22. An anchor spade according to any one preceding claim wherein the rearward face of the blade plate has one or more ribs which extend into the volume between the top plate and blade plate.

23. An anchor spade according to claim 22 wherein the ribs are substantially perpendicular to the plane of the blade plate.

24. An anchor spade according to any one preceding claim further including stiffening ribs on the forward and/or outside face thereof.

25. An anchor spade according to any one preceding claim wherein the top plate, blade plate and intermediate portion, if present, arc integrally formed from one plate.

26. An anchor spade according to any one of preceding claims 1 to 24 wherein the top plate and blade plate are formed from different metal plates and are joined together in a fixed relationship.

27. An anchor spade according to any one preceding claim further including pivot means at or near to a forward end of the blade for pivotal connection to a gun in use and, fixing and locking means for fixing and locking the blade plate in position relative to the top plate.

28. An anchor spade according to claim 27 wherein the fixing and locking means comprises alternative positions wherein the blade plate may either be locked in a first operational position or locked in a second stowage position.

29. An anchor spade according to either claim 27 or 28 wherein the blade plate is moveable independently of the top plate.

30. An anchor spade according to any one of preceding claims 27 to 29 wherein the fixing and locking means comprises a removable retention pin which fits, in use, into alternatively alignable holes in a mounting plate on the anchor spade and in gun trail arms in either operational or stowage positions.

31. An anchor spade according to any one preceding claim wherein the blade plate has a width of approximately 28 inches: a maximum effective depth of approximately 25 inches: a spade blade angle of about 45° : and, a spade forward angle of about 90°.

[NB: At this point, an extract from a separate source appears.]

PR #1036, opened 2024-10-23
Lwt_stream: non-Lwt version of junk_old

mebsout:
`junk_old` does not need to be in the Lwt monad, it is replaced by `junk_available`. `junk_old` is kept for API backward compatibility.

32. An anchor spade according to any one preceding claim further including a howitzer towing arm fitted to the top plate.

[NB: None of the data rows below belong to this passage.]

PR #1037, opened 2024-10-29
Remove unused opam templates

smorimoto:


lwt.opam
```diff
@@ -31,7 +31,7 @@ depends: [
 depopts: ["base-threads" "base-unix" "conf-libev"]
 dev-repo: "git+https://github.com/ocsigen/lwt.git"
 build: [
-  ["dune" "subst"] {dev}
+  ["dune" "subst"] {pinned}
```
shonfeder, line 34: afaik, this should always be

```suggestion
  ["dune" "subst"] {dev}
```

see https://github.com/ocaml/dune/pull/3647

smorimoto: dune 3.0 seems to fix that.

shonfeder: Nice. Thanks :)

33. A howitzer having two trail legs and having an anchor spade according to any one of preceding claims 1 to 32 fitted thereto.

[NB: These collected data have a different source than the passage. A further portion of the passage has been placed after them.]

Issue #839, opened 2021-02-01
Dead links in the readme


Drup:
There are deadlinks in the readme, notably some documentation ones.

Also, since Discord is mentioned in the readme, it would be good if one of the maintainers hanged around there. :)

aantron:
Regarding Discord, another option is to remove it instead. I put it in there because I monitored Discord.

arvidj:
See #1038

PR #1038, opened 2024-11-01
Some clean up in CONTRIBUTING.md and fix broken links & redirects

arvidj:
This PR:
 - updates the recommendation for how to set up a switch for lwt to recommend ocaml 4.08 (lowest supported OCaml version IIUC)
 - removes mentions of appveyor and travis-ci as these are replaced by github actions
 - fixes broken links and redirects, and reference-style markdown links that were not used


arvidj:
Fixes #839

test/unix/test_lwt_engine.ml
```diff
@@ -6,28 +6,6 @@
...
-          with Not_found -> false
-        in
-
-        let in_appveyor =
-          try ignore (Sys.getenv "APPVEYOR_REPO_COMMIT"); true
-          with Not_found -> false
-        in
-
-        if not (in_travis || in_appveyor) then Lwt.return_true
-        else Lwt.return Lwt_config.libev_default);
```
MisterDA, line 26: Instead of deleting this, you could check whether the `CI` env var is `true` or `True`, or check whether `GITHUB_ACTIONS` is `true`.

MisterDA (changes requested):

test/unix/test_lwt_engine.ml
arvidj: I wasn't quite sure of the meaning of this test. Since `in_travis` and `in_appveyor` would always be false, it's basically a noop. I can do what you propose, and then the meaning of the test would be "if we're in github actions, then check that `Lwt_config.libev_default` is true". Is that what we want the test to check (if so, why do we want to test that?)?

raphael-proust:
Thanks a lot for the long overdue fixes

test/unix/test_lwt_engine.ml
raphael-proust: It's probably left-over from special-casing for different CIs and I think we can remove it.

34. A howitzer having a single trail leg assembly and having a spade anchor according to any one of preceding claims 1 to 32 fitted thereto.

35. A howitzer according to either claim 33 or 34 wherein the top plate and the blade plate of the anchor spade are separately and independently fitted to the trail leg.

36. A howitzer according to any one of preceding claims 33 to 35 wherein the trail leg or legs are provided with pivot means to allow the blade plate to pivot relative thereto.

37. A howitzer according to claim 36 further provided with locking means to allow the blade plate to be locked in either a first operational position or a second stowage position.

38. A howitzer according to claim 37 wherein the locking means comprises a removable retention pin.

39. A howitzer according to either claim 37 or 38 wherein the blade plate in the stowage position is substantially parallel to and adjacent the top plate.

40. A howitzer having one or more spade anchors according to any one of preceding claims 1 to 32 fitted to a firing platform thereof.

41. A howitzer according to claim 40 wherein there are two anchor spades which are fixed to the firing platform and disposed symmetrically either side of the rearward direction (as hereinbefore defined).

42. An anchor spade for fitting to the rear end of a trail leg or to a firing platform of a howitzer, the anchor spade being for engaging and digging into the ground under the rearward (as hereinbefore defined) recoil forces of firing, the anchor spade being substantially as hereinbefore described with reference to the accompanying description and Figures 1 to 5: or Figures 6 to 8; or Figures 9 to 13; or 14 and 15; or Figures 16 to 18 of the drawings.

43. A howitzer having an anchor spade fitted to the rear end of a trail leg or to a firing platform of said howitzer, the anchor spade being for engaging and digging into the ground under the rearward (as hereinbefore defined) recoil forces of firing, the howitzer and anchor spade being substantially as hereinbefore described with reference to the accompanying description and Figures 1 to 5; or Figures 6 to 8; or Figures 9 to 13; or 14 and 15; or Figures 16 to 18 of the drawings.